Although an uncommon sign of bowel cancer, unexplained weight loss is still something to watch out for and mention to your GP.
This symptom could be due to a tumor making you feel sick or bloated, says Bowel Cancer UK.
The charity explains that a tumor can also block the intestines, which can cause stomach pain that prevents you from eating.
Dr Kinross said: ‘Abdominal pain can have a wide range of causes from muscle strain to menstrual pain.
But it can also be a sign of bowel cancer.
“Discomfort or bloating that is always caused by eating—which can lead to eating less, and therefore weight loss—is something that needs evaluation by a medical professional.”

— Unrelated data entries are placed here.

PR #3301, opened 2018-09-25
First example of proposed handleTypeConversion function for Type

TomHAnderson:
|      Q       |   A
|------------- | -----------
| Type         | improvement
| BC Break     | maybe/no

#### Summary

This PR is the result of the conversation at https://github.com/doctrine/dbal/pull/3291

Instead of aiming towards fixing the existing Type classes which do not allow the same input type as the output type this creates a new function on the base Type class.  For this commit the base Type class is modified and one existing Type class which may benefit from less code.

### DIFF
--- a/lib/Doctrine/DBAL/Types/DateTimeType.php
+++ b/lib/Doctrine/DBAL/Types/DateTimeType.php
@@ -66,7 +66,7 @@ class DateTimeType extends Type implements PhpDateTimeMappingType
      */
     public function convertToPHPValue($value, AbstractPlatform $platform)
     {
-        if ($value === null || $value instanceof \DateTimeInterface) {
+        if ($value === null) {
             return $value;
         }
 
@@ -82,4 +82,16 @@ class DateTimeType extends Type implements PhpDateTimeMappingType
 
         return $val;
     }
+
+    /**
+     * {@inheritdoc}
+     */
+     public function handleTypeConversion($value, AbstractPlatform $platform)
+     {
+        if ($value instanceof \DateTimeInterface) {
+            return $value;
+        }
+
+        return $this->convertToPHPValue($value, $platform);
+     }
 }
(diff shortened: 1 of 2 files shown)


lib/Doctrine/DBAL/Types/DateTimeType.php
```diff
@@ -66,7 +66,7 @@ public function convertToDatabaseValue($value, AbstractPlatform $platform)
      */
     public function convertToPHPValue($value, AbstractPlatform $platform)
     {
-        if ($value === null || $value instanceof \DateTimeInterface) {
```
beberlei: I think this is still needed in case of `DateTime`, because as far as I remember PDO Sqlite or sqlsrv immediately return DateTime objects for date/time/datetime typed fields.

beberlei (commented):
Not putting the "self" checks into each `convertToPHPValue` function makes a lot of sense, because as Marco said on the previous discussion, the DBAL Types exist in the DBAL context and not in hydration.

That said, `handleTypeConversion` is a bit far away naming wise from the underlying action `convertToPHPValue` and it doesn't hint at which conversion is handled the db=>php or the php=>db one. Can I suggest `normalizeToPHPValue` as an option for another name?

lib/Doctrine/DBAL/Types/DateTimeType.php
```diff
@@ -82,4 +82,16 @@ public function convertToPHPValue($value, AbstractPlatform $platform)
 
         return $val;
     }
+
+    /**
+     * {@inheritdoc}
+     */
+     public function handleTypeConversion($value, AbstractPlatform $platform)
```
morozov: When I suggested adding a new method, I was thinking of something like `isValueOfType($value)`. So that the calling code could check it first and then call the conversion function if needed.

If in 3.0 we get rid of type inheritance, every `Type` interface implementor would have to have the same copy/pasted implementation of this method.

lib/Doctrine/DBAL/Types/DateTimeType.php
morozov: If that's was the case, we'd most likely have failures in `TypeConversionTest` with those drivers. However, double checking won't hurt.

Issue #2610, opened 2017-01-19
Weird createQueryBuilder behavior on UPDATE on SQL Server 2014


Norcoen:
I had this code running for some years with a mysql database.
Recently we had to switch to SQL Server 2014, now I'm getting weird errors because somehow it does not like the UPDATE-Syntax doctrine is using.

It seems like sqlsrv does not like the table alias, while in the [documentation](http://docs.doctrine-project.org/projects/doctrine-dbal/en/latest/reference/query-builder.html#set-clause) this seems to be fine
 ```php
$afrmol = $db->createQueryBuilder()
	->update('tbl_priv_user', 'u')
	//->set('u.lastlogin', 'CURRENT_TIMESTAMP()')
	->set('u.logincount', 'u.logincount + 1')
	//->where('u.userid = :usermail')
	//->setParameter('usermail', $_SESSION['user'])
	->execute()
;
echo "affected rows:" . $afrmol;
exit;
```

```
Internal Server Error

An exception occurred while executing 'UPDATE tbl_priv_user u SET u.logincount = u.logincount + 1': SQLSTATE[42000]: [Microsoft][ODBC Driver 13 for SQL Server][SQL Server]Incorrect syntax near 'u'.

[D:/wwwroot_test/includes/doctrine/doctrine-2.4.5/vendor/doctrine/dbal/lib/Doctrine/DBAL/Connection.php:864] Doctrine\DBAL\DBALException::driverExceptionDuringQuery(PDOException::__set_state(array('errorInfo'=>array('42000',102,'[Microsoft][ODBC Driver 13 for SQL Server][SQL Server]Incorrect syntax near 'u'.'))),'UPDATE tbl_priv_user u SET u.logincount = u.logincount + 1',array())
[D:/wwwroot_test/includes/doctrine/doctrine-2.4.5/vendor/doctrine/dbal/lib/Doctrine/DBAL/Query/QueryBuilder.php:206] Doctrine\DBAL\Connection->executeUpdate('UPDATE tbl_priv_user u SET u.logincount = u.logincount + 1',array(),array())
[D:/wwwroot_test/configuration/legacy_configuration.php:78] Doctrine\DBAL\Query\QueryBuilder->execute()
[D:/wwwroot_test/configuration/extended_configuration.php:37] require_once('D:\wwwroot_test\configuration\legacy_configuration.php')
[D:/wwwroot_test/index.php:36] require('D:\wwwroot_test\configuration\extended_configuration.php')
```

[...]

PR #3304, opened 2018-09-27
Fix executing insert() with empty data

simPod:
|      Q       |   A
|------------- | -----------
| Type         | bug
| BC Break     | no

#### Summary

Before this change it run query with invalid syntax. Now `insert()` with empty data returns 0 rows.

### DIFF
--- a/lib/Doctrine/DBAL/Connection.php
+++ b/lib/Doctrine/DBAL/Connection.php
@@ -785,7 +785,7 @@ class Connection implements DriverConnection
     public function insert($tableExpression, array $data, array $types = [])
     {
         if (empty($data)) {
-            return $this->executeUpdate('INSERT INTO ' . $tableExpression . ' ()' . ' VALUES ()');
+            return 0;
         }
 
         $columns = [];
--- a/tests/Doctrine/Tests/DBAL/ConnectionTest.php
+++ b/tests/Doctrine/Tests/DBAL/ConnectionTest.php
@@ -324,15 +324,11 @@ class ConnectionTest extends \Doctrine\Tests\DbalTestCase
         self::assertFalse($conn->isTransactionActive());
     }
 
-    public function testEmptyInsert()
+    public function testEmptyInsert() : void
     {
         $conn = $this->getExecuteUpdateMockConnection();
 
-        $conn->expects($this->once())
-            ->method('executeUpdate')
-            ->with('INSERT INTO footable () VALUES ()');
-
-        $conn->insert('footable', array());
+        self::assertSame(0, $conn->insert('footable', []));
     }
 
     /**


morozov:
> Before this change it run query with invalid syntax. Now `insert()` with empty data returns 0 rows.

It's not invalid syntax:
```
mysql>  CREATE TABLE test (id INT NOT NULL AUTO_INCREMENT PRIMARY KEY);
Query OK, 0 rows affected (0.12 sec)

mysql> INSERT INTO test() VALUES();
Query OK, 1 row affected (0.02 sec)

mysql> INSERT INTO test() VALUES();
Query OK, 1 row affected (0.01 sec)

mysql> INSERT INTO test() VALUES();
Query OK, 1 row affected (0.01 sec)

mysql> select * from test;
+----+
| id |
+----+
|  1 |
|  2 |
|  3 |
+----+
3 rows in set (0.00 sec)
```

simPod:
It is in postgres for example.

```psqls
test=# CREATE TABLE test (id uuid);
CREATE TABLE
test=# insert into test() values();
ERROR:  syntax error at or near ")"
LINE 1: insert into test() values();
                         ^
```

There's no need to call that query in mysql as well.

Ocramius:
The test case needs to be adapted rather than removed then :+1:

simPod:
Will probably not work in oracle as well as they're very similar with postgres in terms of sql dialect. Not sure about others.

morozov:
> There's no need to call that query in mysql as well.

What do you mean? That query inserts a row with all default values and may affect a non-zero number of rows.

simPod:
> That query inserts a row with all default values

Ah didn't notice. Hm and what to do about this behaviour then? It isn't unified in all supported platforms. IMO it shouldn't be allowed to pass invalid query in non-mysql platforms.

morozov:
We can only document it, same as https://github.com/doctrine/dbal/issues/2610#issuecomment-273823889. It's a feature which is not supported by all platforms.

> IMO it shouldn't be allowed to pass invalid query in non-mysql platforms.

How do we not allow using it?

Majkl578:
>  That query inserts a row with all default values

In Postgres you can do this to achieve the same:
```sql
insert into sometable default values;
```

Majkl578:
Maybe the way to go would be `AbstractPlatform::getEmptyInsertStatement()` or something like that?

morozov:
What would that method do for the platforms which don't support this syntax? I see that some platforms like SQL Server allow using `DEFAULT` to explicitly specify the default value. But first, it'd be good to have some summary of what supported platforms are capable of.

Majkl578:
It can throw `NotSupported` for example. Right now this doesn't work with some platforms anyway. I don't know about other platforms - quickly googling:
SQLite also supports `DEFAULT VALUES`: http://www.sqlitetutorial.net/sqlite-insert/
Oracle and DB2 support `DEFAULT` keyword for values, not sure about empty column list: https://docs.oracle.com/javadb/10.6.2.1/ref/rrefsqlj40774.html + https://www.ibm.com/support/knowledgecenter/en/ssw_ibm_i_72/sqlp/rbafyinsert.htm

morozov:
I'm fine if we want to fix this behavior everywhere we can (most likely, it can be done for all platforms). The original proposal was to break it even where it worked :-)

morozov:
Closing as stale. The proposal in https://github.com/doctrine/dbal/pull/3304#issuecomment-425132507 looks like the right API to be used by the consumers. As for `Connection::insert()` we can consider it non-portable in this edge case.

PR #3305, opened 2018-10-01
Fix Fetch mode query in MasterSlaveConnection

BradCrumb:
|      Q       |   A
|------------- | -----------
| Type         | bug
| BC Break     | no

#### Summary

The `Doctrine\DBAL\Connections\MasterSlaveConnection` class doesn't set the default fetchmode when using die `query()` method.

The issue came up when we were migrating a normal connection to master/slave. First we got a FETCH_ASSOC and after the config change we had FETCH_BOTH.

### DIFF
--- a/tests/Doctrine/Tests/DBAL/Functional/MasterSlaveConnectionTest.php
+++ b/tests/Doctrine/Tests/DBAL/Functional/MasterSlaveConnectionTest.php
@@ -3,6 +3,7 @@
 namespace Doctrine\Tests\DBAL\Functional;
 
 use Doctrine\DBAL\Connections\MasterSlaveConnection;
+use Doctrine\DBAL\Driver\Statement;
 use Doctrine\DBAL\DriverManager;
 use Doctrine\DBAL\Schema\AbstractSchemaManager;
 use Doctrine\DBAL\Schema\Table;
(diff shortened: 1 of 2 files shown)


Ocramius (changes requested):
Requires test case

BradCrumb:
@Ocramius Just checked the current existing test in `/test/Doctrine/Tests/DBAL/Functional/MasterSlaveConnectionTest.php`. But a lot of methods of the MasterSlaveConnection class (also the query method where i added the setFetchMode) are uncovered in the test class, so I think it is better to create a new issue for completing the coverage of this connection class.

BradCrumb:
@Ocramius Fine I add the test for the query method in the MasterSlaveConnectionTest because I changed the code in that method. I will add an issue for all other methods.

tests/Doctrine/Tests/DBAL/Functional/MasterSlaveConnectionTest.php
```diff
@@ -189,4 +190,33 @@ public function testMasterSlaveConnectionCloseAndReconnect()
...
+
+    public function testQueryOnMaster()
+    {
+        $conn = $this->createMasterSlaveConnection();
+
+        $query = 'SELECT count(*) as num FROM master_slave_table';
+
+        $statement = $conn->query($query);
+
+        self::assertTrue($statement instanceof Statement);
```
morozov: This assertion seems redundant. The `query()` method always returns a statement.

tests/Doctrine/Tests/DBAL/Functional/MasterSlaveConnectionTest.php
```diff
@@ -189,4 +190,33 @@ public function testMasterSlaveConnectionCloseAndReconnect()
...
+    public function testQueryOnSlave()
+    {
+        $conn = $this->createMasterSlaveConnection();
+        $conn->connect('slave');
+
+        $query = 'SELECT count(*) as num FROM master_slave_table';
+
+        $statement = $conn->query($query);
+
+        self::assertTrue($statement instanceof Statement);
```
morozov: This assertion seems redundant. The `query()` method always returns a statement.

morozov (commented):
@BradCrumb could you clarify how the tests are related to the code being changed? The issue and the fix are about the fetch mode, but nothing is fetched in the test.

Ocramius (dismissed):
@BradCrumb this looks good, just needs a squash before being considered for merge :+1:

morozov (approved):

morozov:
Thank you, @BradCrumb.

PR #3310, opened 2018-10-04
Ensuring correct ALTER TABLE statement for creation of an AUTO INCREMENT column as new PRIMARY KEY

arnegroskurth:
|      Q       |   A
|------------- | -----------
| Type         | bug
| BC Break     | no
| Fixed issues | #2807 

#### Summary

Ensures that the primary key is created within the same "alter table" statement that an auto-increment column is added to the table as part of the new primary key.

Before the fix for this problem this resulted in a database error:
> SQLSTATE[42000]: Syntax error or access violation: 1075 Incorrect table definition; there can be only one auto column and it must be defined as a key


Ocramius:
@arnegroskurth please target `master`

PR #3311, opened 2018-10-04
Fix: Ensuring correct ALTER TABLE statement for creation of an AUTO INCREMENT column as new PRIMARY KEY

arnegroskurth:
|      Q       |   A
|------------- | -----------
| Type         | bug
| BC Break     | no
| Fixed issues | #2807

#### Summary

Ensures that the primary key is created within the same "alter table" statement that an auto-increment column is added to the table as part of the new primary key.

Before the fix for this problem this resulted in a database error:

> SQLSTATE[42000]: Syntax error or access violation: 1075 Incorrect table definition; there can be only one auto column and it must be defined as a key

### DIFF
--- a/lib/Doctrine/DBAL/Platforms/MySqlPlatform.php
+++ b/lib/Doctrine/DBAL/Platforms/MySqlPlatform.php
@@ -599,6 +599,17 @@ class MySqlPlatform extends AbstractPlatform
             $keyColumns   = array_unique(array_values($diff->addedIndexes['primary']->getColumns()));
             $queryParts[] = 'ADD PRIMARY KEY (' . implode(', ', $keyColumns) . ')';
             unset($diff->addedIndexes['primary']);
+        } elseif (isset($diff->changedIndexes['primary'])) {
+            // Necessary in case the new primary key includes a new auto_increment column
+            foreach ($diff->changedIndexes['primary']->getColumns() as $columnName) {
+                if (isset($diff->addedColumns[$columnName]) && $diff->addedColumns[$columnName]->getAutoincrement()) {
+                    $keyColumns   = array_unique(array_values($diff->changedIndexes['primary']->getColumns()));
+                    $queryParts[] = 'DROP PRIMARY KEY';
+                    $queryParts[] = 'ADD PRIMARY KEY (' . implode(', ', $keyColumns) . ')';
+                    unset($diff->changedIndexes['primary']);
+                    break;
+                }
+            }
         }
 
         $sql      = [];
--- a/tests/Doctrine/Tests/DBAL/Functional/Platform/NewPrimaryKeyWithNewAutoIncrementColumnTest.php
+++ b/tests/Doctrine/Tests/DBAL/Functional/Platform/NewPrimaryKeyWithNewAutoIncrementColumnTest.php
@@ -1,0 +1,69 @@
+<?php
+
+namespace Doctrine\Tests\DBAL\Functional\Platform;
+
+use Doctrine\DBAL\Schema\Comparator;
+use Doctrine\Tests\DbalFunctionalTestCase;
+use function in_array;
+
+final class NewPrimaryKeyWithNewAutoIncrementColumnTest extends DbalFunctionalTestCase
+{
+    /**
+     * {@inheritDoc}
+     */
+    protected function setUp()
+    {
+        parent::setUp();
+
+        if (in_array($this->getPlatform()->getName(), ['mysql'])) {
+            return;
+        }
+
+        $this->markTestSkipped('Restricted to MySQL.');
+    }
+
+    /**
+     * Ensures that the primary key is created within the same "alter table" statement that an auto-increment column
+     * is added to the table as part of the new primary key.
+     *
+     * Before the fix for this problem this resulted in a database error: (at least on mysql)
+     * SQLSTATE[42000]: Syntax error or access violation: 1075 Incorrect table definition; there can be only one auto
+     * column and it must be defined as a key
+     */
+    public function testAlterPrimaryKeyToAutoIncrementColumn()
+    {
+        $schemaManager = $this->connection->getSchemaManager();
+        $schema        = $schemaManager->createSchema();
+
+        $table = $schema->createTable('dbal2807');
+        $table->addColumn('initial_id', 'integer');
+        $table->setPrimaryKey(['initial_id']);
+
+        $schemaManager->dropAndCreateTable($table);
+
+        $newSchema = clone $schema;
+        $newTable  = $newSchema->getTable($table->getName());
+        $newTable->addColumn('new_id', 'integer', ['autoincrement' => true]);
+        $newTable->dropPrimaryKey();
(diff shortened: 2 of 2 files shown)


arnegroskurth:
Will probably also resolve issue [3245](https://github.com/doctrine/doctrine2/issues/3245) of doctrine/doctrine2

tests/Doctrine/Tests/DBAL/Functional/Ticket/DBAL2807Test.php
```diff
@@ -0,0 +1,56 @@
...
+
+        $newTable = clone $table;
+        $newTable->addColumn('new_id', 'integer', ['autoincrement' => true]);
+        $newTable->dropPrimaryKey();
+        $newTable->setPrimaryKey(['new_id']);
+
+        $diff = (new Comparator())->diffTable($table, $newTable);
+
+        $this->assertSame(
+            ['ALTER TABLE my_table ADD new_id INT AUTO_INCREMENT NOT NULL, DROP PRIMARY KEY, ADD PRIMARY KEY (new_id)',],
```
morozov: Instead of making an assertion against SQL, please apply the diff and introspect the resulting table. This way, we could make sure that the SQL is correct and we can update it if needed w/o reworking the test.

tests/Doctrine/Tests/DBAL/Functional/Ticket/DBAL2807Test.php
```diff
@@ -0,0 +1,56 @@
...
+final class DBAL2807Test extends DbalFunctionalTestCase
+{
+    /**
+     * {@inheritDoc}
+     */
+    public function setUp()
+    {
+        parent::setUp();
+
+        if (!in_array($this->getPlatform()->getName(), ['mysql']))
```
morozov: While the current test implementation checks MySQL-specific SQL, would it make sense to enable the test for all relevant platforms? Dropping and setting back the PK should work on most if not all of them.

tests/Doctrine/Tests/DBAL/Functional/Ticket/DBAL2807Test.php
```diff
@@ -0,0 +1,56 @@
...
+        {
+            $this->markTestSkipped('Restricted to MySQL.');
+
+            return;
```
morozov: This is unnecessary.

morozov (commented):
@arnegroskurth, thank you for the patch. Please see a few comments.

tests/Doctrine/Tests/DBAL/Functional/Ticket/DBAL2807Test.php
arnegroskurth: I agree that this -should- work on every platform but I cannot test this locally. I will just remove the restriction and see how the CI tests go.

arnegroskurth:
@morozov The test now asserts the correct resulting schema and is no longer restricted to mysql

morozov:
@arnegroskurth please look at the failing tests. Before getting the fix merged, the tests should be fixed for all supported platforms or marked as skipped. In the latter case, please also file a new issue or issues describing the reason of the failure.

arnegroskurth:
The test is now restricted to mysql again. I think this made sense in the first place as I fixed the problem only within Doctrine\DBAL\Platforms\MysqlPlatform anyway.

arnegroskurth:
@morozov Is there anything else you need to merge this?

morozov:
@arnegroskurth please resolve https://github.com/doctrine/dbal/pull/3311#discussion_r222887715 and move the new test under the `DBAL\Functional\Platform` namespace. Naming tests after issue numbers is not informative. Also, please fix the build (should be fixed by a rebase).

arnegroskurth:
@morozov The test is now renamed, moved and your code style has been applied. As already discussed the skip for non-mysql platforms IS necessary as the fix only covers the mysql platform. The follow-up ticket for other platforms already exists.

morozov:
@arnegroskurth I was referring to the `return` statement. It's not necessary since `markTestSkipped()` throws an exception.

tests/Doctrine/Tests/DBAL/Functional/Platform/NewPrimaryKeyWithNewAutoIncrementColumn.php
```diff
@@ -0,0 +1,68 @@
+<?php
+
+namespace Doctrine\Tests\DBAL\Functional\Platform;
+
+use Doctrine\DBAL\Schema\Comparator;
+use Doctrine\Tests\DbalFunctionalTestCase;
+use function in_array;
+
+final class NewPrimaryKeyWithNewAutoIncrementColumn extends DbalFunctionalTestCase
```
morozov: Should be `NewPrimaryKeyWithNewAutoIncrementColumnTest`.

tests/Doctrine/Tests/DBAL/Functional/Platform/NewPrimaryKeyWithNewAutoIncrementColumn.php
```diff
@@ -0,0 +1,68 @@
...
+{
+    /**
+     * {@inheritDoc}
+     */
+    public function setUp()
```
morozov: `setUp()` is protected.

arnegroskurth:
@morozov The tests now failing are not related to my changes

morozov:
@arnegroskurth I've restarted the errored job. Such hiccups sometimes happen on Travis, and we cannot do anything about them.

arnegroskurth:
@morozov I had to re-add the return-statement to meet the codestyle requirements

tests/Doctrine/Tests/DBAL/Functional/Ticket/DBAL2807Test.php
morozov: @arnegroskurth I see. @Majkl578 what if we disable this rule? It's often so annoying and forces write cumbersome code. In this case it could probably be:
```php
if (in_array(/* ... */)) {
    return;
}

$this->markTestSkipped();
```

arnegroskurth: @morozov Please just change the code in the way you want it to be yourself. I opened up the MR two months (!!) ago and seven out of eleven commits are dedicated to code-styling and such. I know that I can use phpcs locally and I did. But if you still have issues with the code after your own style-definition said it would be OK then I really cannot help it :-1:

morozov: > Please just change the code in the way you want it to be yourself.

I just did.

> But if you still have issues with the code after your own style-definition said it would be OK then I really cannot help it -1

Our coding standard has issues as well as any software does.

morozov:
@arnegroskurth as long as you're okay with the changes I pushed, please squash all commits, and I'll merge it.

morozov (approved):

morozov:
:ship:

Bowel cancer can make you feel tired.
This can be due to the tumor bleeding internally, which can progress to anemia – when there is a shortage of red blood cells in the body.
You may feel very tired and your skin pale due to an indirect effect.
According to Macmillan, anemia can also cause dizziness and shortness of breath.
Tumors often develop into lumps that can be felt. Your doctor may be able to feel the lump, which is more commonly found on your right side, according to Cancer Research UK.
pain or a lump
A lump or pain in the stomach area or back passage is a warning sign of an intestinal polyp.
Your doctor may be able to feel the lump, which is more commonly found on your right side, according to Cancer Research UK.
It may make you feel the urge to strain, even after opening your bowels.
“Although this is likely to be benign, it could indicate a malignant tumor,” said Dr. Kinross.
You should see your doctor if these symptoms do not go away, especially if they affect the way you eat and sleep, says Bowel Cancer UK.
Pain, bloating, and a sick feeling can sometimes be caused by a bowel obstruction, such as a tumor.
Cancer Research UK has warned that people with these symptoms should see their GP straightaway or go to an A&E.
It is usually a sign that the cancer has advanced.
It can occur when a tumor presses on the intestines, or grows into and damages a nerve supply.
“Early detection is one of the best ways to increase the chances of surviving bowel cancer,” says Dr. Kinross.
He added: “And although it may seem awkward to talk about your stools – or bowel habits -, doctors are there to listen confidentially and without judgment.
“Talking to them will allow them to carry out the necessary tests and treat you as quickly and efficiently as possible.”
Colon cancer: What are the warning signs?
Colorectal cancer affects the large intestine, which consists of the colon and rectum.
Such tumors usually develop from pre-cancerous tumors called polyps.
- Bleeding from the bottom
- blood in the stool
- A change in bowel habits that lasts for at least three weeks
- Unexplained weight loss
- Unexplained extreme fatigue
- Stomach ache
Most cases have no clear cause, however, people are at higher risk if:
- Over the age of fifty
- You have a family history of this condition
- Have a personal history of polyps in their intestines
- Have an inflammatory bowel disease, such as Crohn’s disease
- Follow an unhealthy lifestyle
Treatment usually includes surgery, chemotherapy, and radiation.
More than nine out of ten people with stage I bowel cancer live for five years or more after their diagnosis.
Unfortunately, only about a third of colorectal cancer cases are diagnosed at this early stage.
The majority of people come to the doctor when the disease has spread beyond the wall of the colon or rectum or to distant parts of the body, which reduces the chance of a successful cure from colon cancer.
According to Bowel Cancer UK figures, more than 41,200 people are diagnosed with bowel cancer each year in the UK.
It affects about 40 per 100,000 adults annually in the United States, according to the National Cancer Institute.